新章では【傑】豊臣秀吉を取り巻く武将たちが活躍


4Gamer:
 公式番組でも話されていましたが,8月5日に新章となる「異説覇伝〜日輪の威光と轍〜」が始まります。

画像集#004のサムネイル/「戦国IXA」プロデューサーインタビューを掲載。12周年を迎える本作の現状とこれからについて佐藤PDに聞いた
佐藤氏:
 新章となる24章では,「確実にゲームが改善されている」と感じてもらえるような要素を集中的に集めました。12周年にちなんだ「12の小改修」では,すべてのプレイヤーさんに向けて遊びやすい環境を提供できると思います。ほかにも,使われていない機能は廃止したり,コミュティ促進の施策なども盛り込みました。

4Gamer:
 個人的には「所領内政の廃止」が嬉しい機能です。半年に1回の刷新のときだけとはいえ,施設を一段階ずつ強化していくのが大変だったので。

佐藤氏:
 そうですね。プレイヤーの皆さんからも「面倒」という意見が以前からあり,今回導入することにしましたが,一方でゲームに触れる時間が少なくなってしまうことが問題かなと感じていました。ですので,内政の代わりに時間を使えるような秘境や金山を改修し,新コンテンツの「果心異境」を追加することにしました。

4Gamer:
 休戦期間中に楽しめるという「果心異境」はどんなコンテンツになっているのでしょうか。

佐藤氏:
 プレイヤー個人が自身の成長を感じてもらえるようなコンテンツで,“力試し”がコンセプトになります。具体的にはNPC部隊と戦うことになり,どこまで攻略できたかで専用の格付けなども用意しています。ただし,まだ手探りのコンテンツなので,プレイヤーさんの反応を見ながら調整していければなと思います。

4Gamer:
 新章ということで,大殿のラインナップを気にしている人も多いと思います。

佐藤氏:
 23章は【傑】織田信長を中心とした大殿のラインナップでした。24章はというと,【傑】豊臣秀吉を取り巻く武将が大殿になっています。刷新の際は,大殿予想をされる方が大勢いるのですが,その大多数が【傑】豊臣秀吉が来ることを想定していましたね。

4Gamer:
 黒田官兵衛,竹中半兵衛の両兵衛が【覇】として登場することは,予想できなかったです。

佐藤氏:
 今回は名前が被った武将が少なかったこともあり,驚かれた人も多かったようです。

4Gamer:
 前田慶次はなんとなく分かりますが,蜂須賀小六,堀秀政,九戸政実あたりは分からなかったですね(笑)。ただ,彼らがどんなスキルをもった天カードに成長するのか気になるし,名前被りのない天カードなので育成のモチベーションも上がりそうです。

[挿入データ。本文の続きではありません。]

PR #645, opened 2024-06-06
Add get similar document method

### LINKED ISSUE #642: [v1.9.0] Get similar documents
Related to https://github.com/meilisearch/integration-guides/issues/301

Introduction of a new route to get similar documents

Usage: https://meilisearch.notion.site/Get-similar-documents-usage-540919ca755c4da0b7cdee273db3f290?pvs=74

### TODO

- [ ] Add a new method named `searchSimilarDocuments()` having 1 parameter. This parameter is an object correspond to the body you should pass to the `POST /similar` route. Do not manage error, Meilisearch will handle them if a field is missing in the body.
Do NOT implement the route for `GET /similar`, we will add it in a second iteration if requested.
- [ ] Add tests. Here is the [basic test](https://github.com/meilisearch/meilisearch-php/pull/645#discussion_r1632879832)

⚠️ Make PRs pointing to `bump-meilisearch-v1.9.0` and NOT `main`. Please do 1 PR for all of these changes, and not several.

the-sinner:
# Pull Request

## Related issue
Fixes #642 

## What does this PR do?
- Add get similar document method

## PR checklist

### DIFF
--- a/src/Contracts/SimilarDocumentsQuery.php
+++ b/src/Contracts/SimilarDocumentsQuery.php
@@ -1,0 +1,87 @@
+<?php
+
+declare(strict_types=1);
+
+namespace Meilisearch\Contracts;
+
+class SimilarDocumentsQuery
+{
+    private int|string $id;
+    private ?int $offset = null;
+    private ?int $limit = null;
+    private ?string $embedder = null;
+    private ?array $attributesToRetrieve = null;
+    private ?bool $showRankingScore = null;
+    private ?bool $showRankingScoreDetails = null;
+    private ?array $filter = null;
+
+    public function setId(string|int $id): SimilarDocumentsQuery
+    {
+        $this->id = $id;
+
+        return $this;
+    }
+
+    public function setOffset(?int $offset): SimilarDocumentsQuery
+    {
+        $this->offset = $offset;
+
+        return $this;
+    }
+
+    public function setLimit(?int $limit): SimilarDocumentsQuery
+    {
+        $this->limit = $limit;
+
+        return $this;
+    }
+
+    public function setFilter(array $filter): SimilarDocumentsQuery
+    {
+        $this->filter = $filter;
+
+        return $this;
+    }
+
+    public function setEmbedder(string $embedder): SimilarDocumentsQuery
+    {
+        $this->embedder = $embedder;
+
+        return $this;
+    }
+
+    public function setAttributesToRetrieve(array $attributesToRetrieve): SimilarDocumentsQuery
+    {
+        $this->attributesToRetrieve = $attributesToRetrieve;
+
+        return $this;
+    }
+
+    public function setShowRankingScore(?bool $showRankingScore): SimilarDocumentsQuery
+    {
+        $this->showRankingScore = $showRankingScore;
+
+        return $this;
+    }
+
+    public function setShowRankingScoreDetails(?bool $showRankingScoreDetails): SimilarDocumentsQuery
+    {
+        $this->showRankingScoreDetails = $showRankingScoreDetails;
+
+        return $this;
+    }
+
+    public function toArray(): array
+    {
+        return array_filter([
+            'id' => $this->id,
+            'offset' => $this->offset,
+            'limit' => $this->limit,
+            'filter' => $this->filter,
+            'embedder' => $this->embedder,
+            'attributesToRetrieve' => $this->attributesToRetrieve,
+            'showRankingScore' => $this->showRankingScore,
+            'showRankingScoreDetails' => $this->showRankingScoreDetails,
+        ], function ($item) { return null !== $item; });
+    }
+}
--- a/src/Contracts/SimilarDocumentsQuery.php
+++ b/src/Contracts/SimilarDocumentsQuery.php
@@ -6,7 +6,10 @@ namespace Meilisearch\Contracts;
 
 class SimilarDocumentsQuery
 {
-    private int|string $id;
+    /**
+     * @var int|string
+     */
+    private $id;
     private ?int $offset = null;
     private ?int $limit = null;
     private ?string $embedder = null;
@@ -15,13 +18,17 @@ class SimilarDocumentsQuery
     private ?bool $showRankingScoreDetails = null;
     private ?array $filter = null;
 
-    public function setId(string|int $id): SimilarDocumentsQuery
+    /**
+     * @param int|string $id
+     */
+    public function __construct($id)
     {
         $this->id = $id;
-
-        return $this;
     }
 
+    /**
+     * @param non-negative-int $offset
+     */
     public function setOffset(?int $offset): SimilarDocumentsQuery
     {
         $this->offset = $offset;
@@ -29,6 +36,9 @@ class SimilarDocumentsQuery
         return $this;
     }
 
+    /**
+     * @param positive-int $limit
+     */
     public function setLimit(?int $limit): SimilarDocumentsQuery
     {
         $this->limit = $limit;
@@ -36,6 +46,9 @@ class SimilarDocumentsQuery
         return $this;
     }
 
+    /**
+     * @param array<int, array<int, string>|string> $filter an array of arrays representing filter conditions
+     */
     public function setFilter(array $filter): SimilarDocumentsQuery
     {
         $this->filter = $filter;
@@ -43,6 +56,9 @@ class SimilarDocumentsQuery
         return $this;
     }
 
+    /**
+     * @param non-empty-string $embedder
+     */
     public function setEmbedder(string $embedder): SimilarDocumentsQuery
     {
         $this->embedder = $embedder;
@@ -50,6 +66,9 @@ class SimilarDocumentsQuery
         return $this;
     }
 
+    /**
+     * @param list<non-empty-string> $attributesToRetrieve an array of attribute names to retrieve
+     */
     public function setAttributesToRetrieve(array $attributesToRetrieve): SimilarDocumentsQuery
     {
         $this->attributesToRetrieve = $attributesToRetrieve;
@@ -57,6 +76,9 @@ class SimilarDocumentsQuery
         return $this;
     }
 
+    /**
+     * @param bool $showRankingScore boolean value to show ranking score
+     */
     public function setShowRankingScore(?bool $showRankingScore): SimilarDocumentsQuery
     {
         $this->showRankingScore = $showRankingScore;
@@ -64,6 +86,9 @@ class SimilarDocumentsQuery
         return $this;
     }
 
+    /**
+     * @param bool $showRankingScoreDetails boolean value to show ranking score details
+     */
     public function setShowRankingScoreDetails(?bool $showRankingScoreDetails): SimilarDocumentsQuery
     {
         $this->showRankingScoreDetails = $showRankingScoreDetails;
@@ -71,6 +96,9 @@ class SimilarDocumentsQuery
         return $this;
     }
 
+    /**
+     * @return array{id: int|string, offset: non-negative-int, limit: positive-int, filter: array<int, array<int, string>|string>, embedder: non-empty-string, attributesToRetrieve: list<non-empty-string>, showRankingScore: bool, showRankingScoreDetails: bool} SimilarDocumentsQuery converted to an array with non null fields
+     */
     public function toArray(): array
     {
         return array_filter([
@@ -82,6 +110,8 @@ class SimilarDocumentsQuery
             'attributesToRetrieve' => $this->attributesToRetrieve,
             'showRankingScore' => $this->showRankingScore,
             'showRankingScoreDetails' => $this->showRankingScoreDetails,
-        ], function ($item) { return null !== $item; });
+        ], function ($item) {
+            return null !== $item;
+        });
     }
 }
--- a/src/Contracts/SimilarDocumentsQuery.php
+++ b/src/Contracts/SimilarDocumentsQuery.php
@@ -87,7 +87,7 @@ class SimilarDocumentsQuery
     }
 
     /**
-     * @param bool $showRankingScoreDetails boolean value to show ranking score details
+     * @param bool|null $showRankingScoreDetails boolean value to show ranking score details
      */
     public function setShowRankingScoreDetails(?bool $showRankingScoreDetails): SimilarDocumentsQuery
     {
--- a/src/Contracts/SimilarDocumentsQuery.php
+++ b/src/Contracts/SimilarDocumentsQuery.php
@@ -77,7 +77,7 @@ class SimilarDocumentsQuery
     }
 
     /**
-     * @param bool $showRankingScore boolean value to show ranking score
+     * @param bool|null $showRankingScore boolean value to show ranking score
      */
     public function setShowRankingScore(?bool $showRankingScore): SimilarDocumentsQuery
     {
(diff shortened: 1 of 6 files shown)


src/Contracts/SimilarDocumentsQuery.php
```diff
@@ -0,0 +1,87 @@
+<?php
+
+declare(strict_types=1);
+
+namespace Meilisearch\Contracts;
+
+class SimilarDocumentsQuery
+{
+    private int|string|null $id = null;
```
curquiza, line 9: Why `null`? this parameter is mandatory

tests/Endpoints/SimilarDocumentsTest.php
```diff
@@ -0,0 +1,39 @@
...
+    {
+        parent::setUp();
+
+        $this->index = $this->createEmptyIndex($this->safeIndexName());
+        $this->index->updateDocuments(self::DOCUMENTS);
+        $promise = $this->index->updateFilterableAttributes(['genre']);
+        $this->index->waitForTask($promise['taskUid']);
+    }
+
+    public function testBasicSearchWithFilters(): void
```
curquiza, line 25:
```suggestion
    public function testBasicSearchWithSimilarDocuments(): void
```

tests/Endpoints/SimilarDocumentsTest.php
```diff
@@ -0,0 +1,39 @@
...
+
+        self::assertGreaterThanOrEqual(1, $response->getHitsCount());
+
+        $documentId = $response->getHit(0)['id'];
+        $response = $this->index->searchSimilarDocuments(
+            (new SimilarDocumentsQuery())
+                ->setId($documentId)
+        );
+
+        self::assertNotNull($response);
```
curquiza, line 37: Can we check we have some expected fields in the answer (specific to similar documents query) even if we don't check the value?

curquiza (changes requested):
Thank you very much for your PR @the-sinner  🙏 ❤️

curquiza:
@the-sinner do you think it would be relevant to create a SimilarDocumentsSearchResult file like https://github.com/meilisearch/meilisearch-php/blob/main/src/Search/SearchResult.php?

src/Contracts/SimilarDocumentsQuery.php
the-sinner: will fix this

tests/Endpoints/SimilarDocumentsTest.php
the-sinner: can you share the response format of this api, i could not find it.
i tried running the rc1 locally, however i was getting "Cannot find embedder with name `default`"

curquiza: I will ask my colleagues next week for having a basic tests with basic documents to make it test simply 😊

dureuill: Hello!

To use the similar endpoints, you **need** to:

1. enable the `vectorStore` experimental feature
2. declare at least one embedder in your configuration

For quick sanity tests, the simplest is probably to declare a `userProvided` embedder.

The settings could be:

```jsonc
"embedders": {
            "manual": {
                "source": "userProvided",
                "dimensions": 3,
            }
        }
```

Then declare a set of documents that contain the `_vectors.manual` field, for example:

```jsonc
[
        {
            "title": "Shazam!",
            "release_year": 2019,
            "id": "287947",
            // Three semantic properties:
            // 1. magic, anything that reminds you of magic
            // 2. authority, anything that inspires command
            // 3. horror, anything that inspires fear or dread
            "_vectors": { "manual": [0.8, 0.4, -0.5]},
        },
        {
            "title": "Captain Marvel",
            "release_year": 2019,
            "id": "299537",
            "_vectors": { "manual": [0.6, 0.8, -0.2] },
        },
        {
            "title": "Escape Room",
            "release_year": 2019,
            "id": "522681",
            "_vectors": { "manual": [0.1, 0.6, 0.8] },
        },
        {
            "title": "How to Train Your Dragon: The Hidden World",
            "release_year": 2019,
            "id": "166428",
            "_vectors": { "manual": [0.7, 0.7, -0.4] },
        },
        {
            "title": "All Quiet on the Western Front",
            "release_year": 1930,
            "id": "143",
            "_vectors": { "manual": [-0.5, 0.3, 0.85] },
        }
    ]
```

The example are from the [the engine test file](https://github.com/meilisearch/meilisearch/blob/main/meilisearch/tests/similar/mod.rs#L9) for the similar endpoints.

> can you share the response format of this api, i could not find it.

You're right I added the response format to [the public usage page](https://meilisearch.notion.site/Get-similar-documents-usage-540919ca755c4da0b7cdee273db3f290#f34dc66d893e42a7a6fe320efdc60c65), please feel free to ask for more information as needed :sunny:

curquiza:
@the-sinner can you update tests according to [dureuill message](https://github.com/meilisearch/meilisearch-php/pull/645#discussion_r1632879832)? 😇

the-sinner:
@curquiza i have added the test case shared by dureuill in the code.

curquiza (changes requested):
Thank you @the-sinner 

There is an issue with the tests

Capture d’écran 2024-06-11 à 10 05 06

the-sinner:
found the issue,
I am using Union types, but they are only supported after 8.0. [ref](https://www.php.net/releases/8.0/en.php#union-types)

src/Contracts/SimilarDocumentsQuery.php
```diff
@@ -0,0 +1,87 @@
...
+    private int|string $id;
+    private ?int $offset = null;
+    private ?int $limit = null;
+    private ?string $embedder = null;
+    private ?array $attributesToRetrieve = null;
+    private ?bool $showRankingScore = null;
+    private ?bool $showRankingScoreDetails = null;
+    private ?array $filter = null;
+
+    public function setId(string|int $id): SimilarDocumentsQuery
```
norkunas, line 18: If ID is mandatory, why not require in constructor?

the-sinner:
@norkunas @curquiza 
For removing the union type, there are two ways:
1. make id string and only accept string values
2. remove type from it and manually check the type while assigning the value

which one do you think would be better ?

In the reference [link](https://meilisearch.notion.site/Get-similar-documents-usage-540919ca755c4da0b7cdee273db3f290) provided, the given example is using string ids, however the [linked](https://www.meilisearch.com/docs/learn/core_concepts/primary_key#formatting-the-document-id) documentation allows both string and integer keys.

norkunas:
Use phpdoc and that's all. People should respect the contract in the same way

src/Contracts/SimilarDocumentsQuery.php
```diff
@@ -0,0 +1,88 @@
+<?php
+
+declare(strict_types=1);
+
+namespace Meilisearch\Contracts;
+
+class SimilarDocumentsQuery
+{
+    private $id;
```
norkunas, line 9:
```suggestion
    /**
     * @var int|string
     */
    private $id;
```

src/Search/SimilarDocumentsSearchResult.php
```diff
@@ -0,0 +1,135 @@
...
+    private int $offset;
+    private int $limit;
+    private int $processingTimeMs;
+
+    private string $id;
+
+    public function __construct(array $body)
+    {
+        $this->id = $body['id'];
+        $this->hits = $body['hits'] ?? [];
```
norkunas, line 30: Is there are case when hits key would not exist? Because the line below you don't use null-coalescing like here

src/Search/SimilarDocumentsSearchResult.php
```diff
@@ -0,0 +1,135 @@
...
+    }
+
+    public function getHitsCount(): int
+    {
+        return $this->hitsCount;
+    }
+
+    public function toArray(): array
+    {
+        $arr = [
```
norkunas, line 108: This variable is not necessary

the-sinner: fixed

src/Search/SimilarDocumentsSearchResult.php
the-sinner: fixed

src/Contracts/SimilarDocumentsQuery.php
the-sinner: fixed

src/Search/SimilarDocumentsSearchResult.php
```diff
@@ -0,0 +1,133 @@
...
+    {
+        return $this->id;
+    }
+
+    public function getHitsCount(): int
+    {
+        return $this->hitsCount;
+    }
+
+    public function toArray(): array
```
norkunas, line 106: I'd define return shape here

src/Search/SimilarDocumentsSearchResult.php
```diff
@@ -0,0 +1,133 @@
...
+        $this->hits = $body['hits'];
+        $this->hitsCount = \count($body['hits']);
+        $this->processingTimeMs = $body['processingTimeMs'];
+        $this->offset = $body['offset'];
+        $this->limit = $body['limit'];
+        $this->estimatedTotalHits = $body['estimatedTotalHits'];
+    }
+
+    /**
+     * Return a new {@see SearchResult} instance.
```
norkunas, line 39: I don't see how this returns a new SearchResult, just modifies previous one :) it should clone itself then..
Also what's the point of this method, if you can directly call transformHits?

the-sinner: i will remove this method as the `transformHits` is public as well. I will add documentation on `transformHits` specifying what it is doing.

Also, is the `transformHits` needed or should the user write his own custom function to manipulate the search results ?

norkunas: I'd say not needed, unless we have a use case for this in the library itself.. butnas I understand you just copied from another class so maybe @curquiza should decide

src/Search/SimilarDocumentsSearchResult.php
```diff
@@ -0,0 +1,133 @@
...
+
+    public function transformHits(callable $callback): self
+    {
+        $this->hits = $callback($this->hits);
+        $this->hitsCount = \count($this->hits);
+
+        return $this;
+    }
+
+    public function getHit(int $key, $default = null)
```
norkunas, line 63:
```suggestion
    /**
     * @return array<string, mixed>|null
     */
    public function getHit(int $key): ?array
```

src/Search/SimilarDocumentsSearchResult.php
```diff
@@ -0,0 +1,133 @@
...
+            'hits' => $this->hits,
+            'hitsCount' => $this->hitsCount,
+            'processingTimeMs' => $this->processingTimeMs,
+            'offset' => $this->offset,
+            'limit' => $this->limit,
+            'estimatedTotalHits' => $this->estimatedTotalHits,
+        ];
+    }
+
+    public function toJSON(): string
```
norkunas, line 119: I think this method is also no needed

src/Search/SimilarDocumentsSearchResult.php
curquiza: If you think it's not needed, let's keep it simple, and remove it

src/Contracts/SimilarDocumentsQuery.php
```diff
@@ -0,0 +1,102 @@
...
+
+    public function setEmbedder(string $embedder): SimilarDocumentsQuery
+    {
+        $this->embedder = $embedder;
+
+        return $this;
+    }
+
+    /**
+     * @param string[] $attributesToRetrieve an array of attribute names to retrieve
```
norkunas, line 61:
```suggestion
     * @param array<non-empty-string> $attributesToRetrieve an array of attribute names to retrieve
```

src/Contracts/SimilarDocumentsQuery.php
```diff
@@ -0,0 +1,102 @@
...
+
+    public function setLimit(?int $limit): SimilarDocumentsQuery
+    {
+        $this->limit = $limit;
+
+        return $this;
+    }
+
+    /**
+     * @param string[][] $filter an array of arrays representing filter conditions
```
norkunas, line 44: Could this shape be more specific?

src/Contracts/SimilarDocumentsQuery.php
```diff
@@ -0,0 +1,102 @@
...
+
+    /**
+     * @param int|string $id
+     */
+    public function __construct($id)
+    {
+        $this->id = $id;
+    }
+
+    public function setOffset(?int $offset): SimilarDocumentsQuery
```
norkunas, line 29:
```suggestion
    /**
     * @param non-negative-int $offset
     */
    public function setOffset(?int $offset): SimilarDocumentsQuery
```

src/Contracts/SimilarDocumentsQuery.php
```diff
@@ -0,0 +1,102 @@
...
+    {
+        $this->offset = $offset;
+
+        return $this;
+    }
+
+    public function setLimit(?int $limit): SimilarDocumentsQuery
```
norkunas, line 36:
```suggestion
    /**
     * @param positive-int $limit
     */
    public function setLimit(?int $limit): SimilarDocumentsQuery
```

src/Contracts/SimilarDocumentsQuery.php
```diff
@@ -0,0 +1,102 @@
...
+     * @param string[][] $filter an array of arrays representing filter conditions
+     */
+    public function setFilter(array $filter): SimilarDocumentsQuery
+    {
+        $this->filter = $filter;
+
+        return $this;
+    }
+
+    public function setEmbedder(string $embedder): SimilarDocumentsQuery
```
norkunas, line 53:
```suggestion
    /**
     * @param non-empty-string $embedder
     */
    public function setEmbedder(string $embedder): SimilarDocumentsQuery
```

src/Contracts/SimilarDocumentsQuery.php
```diff
@@ -0,0 +1,102 @@
...
+
+    public function setShowRankingScoreDetails(?bool $showRankingScoreDetails): SimilarDocumentsQuery
+    {
+        $this->showRankingScoreDetails = $showRankingScoreDetails;
+
+        return $this;
+    }
+
+    /**
+     * @return array SimilarDocumentsQuery converted to an array with non null fields
```
norkunas, line 85: I still don't see shape defined :)

norkunas (changes requested):

src/Contracts/SimilarDocumentsQuery.php
```diff
@@ -0,0 +1,117 @@
...
+     */
+    public function setAttributesToRetrieve(array $attributesToRetrieve): SimilarDocumentsQuery
+    {
+        $this->attributesToRetrieve = $attributesToRetrieve;
+
+        return $this;
+    }
+
+    /**
+     * @param bool $showRankingScore boolean value to show ranking score
```
norkunas, line 80:
```suggestion
     * @param bool|null $showRankingScore boolean value to show ranking score
```

src/Contracts/SimilarDocumentsQuery.php
```diff
@@ -0,0 +1,117 @@
...
+     */
+    public function setShowRankingScore(?bool $showRankingScore): SimilarDocumentsQuery
+    {
+        $this->showRankingScore = $showRankingScore;
+
+        return $this;
+    }
+
+    /**
+     * @param bool $showRankingScoreDetails boolean value to show ranking score details
```
norkunas, line 90:
```suggestion
     * @param bool|null $showRankingScoreDetails boolean value to show ranking score details
```

norkunas (changes requested):

norkunas (approved):

curquiza:
Test failing are expected and due to the new RC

画像集#012のサムネイル/「戦国IXA」プロデューサーインタビューを掲載。12周年を迎える本作の現状とこれからについて佐藤PDに聞いた

佐藤氏:
 面白いカードに仕上がっているので,ぜひ手に入れて育ててほしいです。直良さんのイラストは今回も魅力的ですが,堀秀政のイラストはとくにこだわって制作したとのことですので注目してください。なお,刷新後にはユーザーアンケートなどを行う予定です。こちらも協力していただけると幸いです。

4Gamer:
 24章以降,25章は来年になってしまうと思うのですが,今後の実装予定や,構想している新要素などがありましたら教えてください。

佐藤氏:
 通常の合戦とは違う特殊な戦場として「天下統一戦」を導入しましたが,こちらの運用期間が長くなっているので,そろそろ手を加えたいと思っています。

4Gamer:
 個人的には「天下統一戦」の前に実装されていた「東西戦」の仕組みも好きで,期間限定でもいいので復活してほしいなと思ったりします。

佐藤氏:
 「東西戦をまたやりたい」という意見も少なからず寄せられているので,一考の価値はあるのですが,プレイヤーの皆さんが「天下統一戦」に慣れ,戦い方の文法みたいなものが確立されていたりするので,気軽に変えられる状況ではなくなっています。このあたりは,アンケートなどでプレイヤーさんに意見を聞きながら慎重に進めるのが良いかなと。

4Gamer:
 「天下統一戦」は,書状を送って不可侵条約を結んだり共闘したりと,先ほどもお話ししましたが,プレイヤー自身が遊び方を考案し,今の形になっているのが面白いなと感じました。

佐藤氏:
 そうですね。「天下統一戦」は実装から大きく仕様を変えたことはないのですが,プレイヤーの皆さんが独自にルールを作って,開発/運営サイドの想像を超えたところで楽しんでくださっているのは,本当にありがたいです。

4Gamer:
 ともあれ,「天下統一戦」にどのような手が加えられるのか期待しています。では最後にファンに向けてメッセージをお願いします。

佐藤氏:
 12年にわたって「戦国IXA」をご愛顧いただき,ありがとうございます。私自身はプロデューサーという立場にありますが,この面白いゲームにプレイヤーとしても関わっていきたいですし,公私ともにプレイヤーの皆さんと交流していきたいと思っています。「戦国IXA」は,8月12日から開催される「大阪・お城フェス2022」にも出展する予定ですので,ご都合がつく方はお越しください。